Assigned task:
Retype the entries in full, exactly.

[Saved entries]
PR #82, opened 2016-10-22
boot: use regular jr to transfer control to kernel_boot instead of eret

goniz:
QEMU does not like c0_errpc and freaks out

Please report if this breaks your non-qemu emulator.
And if its does, we'll need to think if we want to solve this in different compilation targets or in startup runtime.

### DIFF
--- a/mips/boot.S
+++ b/mips/boot.S
@@ -7,6 +7,7 @@
         .local kernel_go
 
 # Boot environment is described in MIPS® YAMON™ User's Manual, Chapter 5
+# ... and MIPS® YAMON™ Reference Manual, Chapter 8.3
 #
 # $a0 = argc
 # $a1 = argv
@@ -15,7 +16,8 @@
 #
 # $sp is initialized
 # $gp is not initialized
-# C0_STATUS(SR_IE) is cleared
+#
+# C0_STATUS is same as YAMON™ context, but interrupts are disabled.
 
 LEAF(_start)
         la      $t0, _memsize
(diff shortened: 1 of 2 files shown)


cahirwpz:
`QEMU` is buggy to the point, we decided not to use it and replace it with `OVPsim`.

Could spend some time reading YAMON documentation and add a comment which describes initial boot environment for kernel? I guess this code may be rewritten without using `eret` at all.

cahirwpz:
Please do following tasks:

 * identify corresponding code in [FreeBSD](http://bxr.su/FreeBSD/sys/) source tree and put links here,
 * under **gdb** dump `C0_STATUS` just after `_start`.

goniz:
http://bxr.su/FreeBSD/sys/mips/mips/locore.S

It seems to me, that they turn off most of the bits in SR, then enable fpu and go right ahead to calling platform init and such. 
After that platform_init + mi_startup sets up the rest of the subsystems required for threading and fixes the current execution environment to be the first thread 
When it's done,  it passes itself to the "swapper"  function to be scheduled in/out. 

I hope I got it right.. 😉

goniz:
c0_status value is 0x00400000 at _start

cahirwpz:
The bit is SR_BEV (boot exception vectors). Apparently YAMON starts the program in kernel mode with exceptions turned off – `eret` does not make sense at all here. Seems like `boot.S` needs to be rewritten.

Could you verify YAMON behaviour by reading the documentation (link in main README.md file)?

goniz:
Already working on it.
Will backup my implementation with the YAMON doc.

goniz:
YAMON docs were somewhat vague.. and it seems it did not require much changes to make it work..
Please report if its working as expected in OVPsim.

mips/boot.S
```diff
@@ -29,17 +31,21 @@ clear_bss:
...
 
 kernel_go:
-        # Status.ERL is set by the processor when a Reset, Soft Reset, NMI or
-        # Cache Error exception are taken. When ERL is set:
-        # - The processor is running in kernel mode
-        # - Hardware and software interrupts are disabled
-        # - The ERET instruction will use the return address held in ErrorEPC
-        #   instead of EPC
-
+	/*
```
cahirwpz: Please keep your coding style as similar to the surrounding code as possible.

cahirwpz:
AFAIK there's an option to allow owner of forked project to make changes in your branch? Could you make sure it's enabled - I'd like to put several comments into the file.

goniz:
Are you talking about "allow edits from maintainers"? It's enabled

goniz:
Already working on it.
Will backup my implementation with the YAMON doc.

Problem solution:
PR #82, opened 2016-10-22
boot: use regular jr to transfer control to kernel_boot instead of eret

goniz:
QEMU does not like c0_errpc and freaks out

Please report if this breaks your non-qemu emulator.
And if its does, we'll need to think if we want to solve this in different compilation targets or in startup runtime.

### DIFF
--- a/mips/boot.S
+++ b/mips/boot.S
@@ -7,6 +7,7 @@
         .local kernel_go
 
 # Boot environment is described in MIPS® YAMON™ User's Manual, Chapter 5
+# ... and MIPS® YAMON™ Reference Manual, Chapter 8.3
 #
 # $a0 = argc
 # $a1 = argv
@@ -15,7 +16,8 @@
 #
 # $sp is initialized
 # $gp is not initialized
-# C0_STATUS(SR_IE) is cleared
+#
+# C0_STATUS is same as YAMON™ context, but interrupts are disabled.
 
 LEAF(_start)
         la      $t0, _memsize
(diff shortened: 1 of 2 files shown)


cahirwpz:
`QEMU` is buggy to the point, we decided not to use it and replace it with `OVPsim`.

Could spend some time reading YAMON documentation and add a comment which describes initial boot environment for kernel? I guess this code may be rewritten without using `eret` at all.

cahirwpz:
Please do following tasks:

 * identify corresponding code in [FreeBSD](http://bxr.su/FreeBSD/sys/) source tree and put links here,
 * under **gdb** dump `C0_STATUS` just after `_start`.

goniz:
http://bxr.su/FreeBSD/sys/mips/mips/locore.S

It seems to me, that they turn off most of the bits in SR, then enable fpu and go right ahead to calling platform init and such. 
After that platform_init + mi_startup sets up the rest of the subsystems required for threading and fixes the current execution environment to be the first thread 
When it's done,  it passes itself to the "swapper"  function to be scheduled in/out. 

I hope I got it right.. 😉

goniz:
c0_status value is 0x00400000 at _start

cahirwpz:
The bit is SR_BEV (boot exception vectors). Apparently YAMON starts the program in kernel mode with exceptions turned off – `eret` does not make sense at all here. Seems like `boot.S` needs to be rewritten.

Could you verify YAMON behaviour by reading the documentation (link in main README.md file)?

goniz:
Already working on it.
Will backup my implementation with the YAMON doc.

goniz:
YAMON docs were somewhat vague.. and it seems it did not require much changes to make it work..
Please report if its working as expected in OVPsim.

mips/boot.S
```diff
@@ -29,17 +31,21 @@ clear_bss:
...
 
 kernel_go:
-        # Status.ERL is set by the processor when a Reset, Soft Reset, NMI or
-        # Cache Error exception are taken. When ERL is set:
-        # - The processor is running in kernel mode
-        # - Hardware and software interrupts are disabled
-        # - The ERET instruction will use the return address held in ErrorEPC
-        #   instead of EPC
-
+	/*
```
cahirwpz: Please keep your coding style as similar to the surrounding code as possible.

cahirwpz:
AFAIK there's an option to allow owner of forked project to make changes in your branch? Could you make sure it's enabled - I'd like to put several comments into the file.

goniz:
Are you talking about "allow edits from maintainers"? It's enabled

goniz:
Already working on it.
Will backup my implementation with the YAMON doc.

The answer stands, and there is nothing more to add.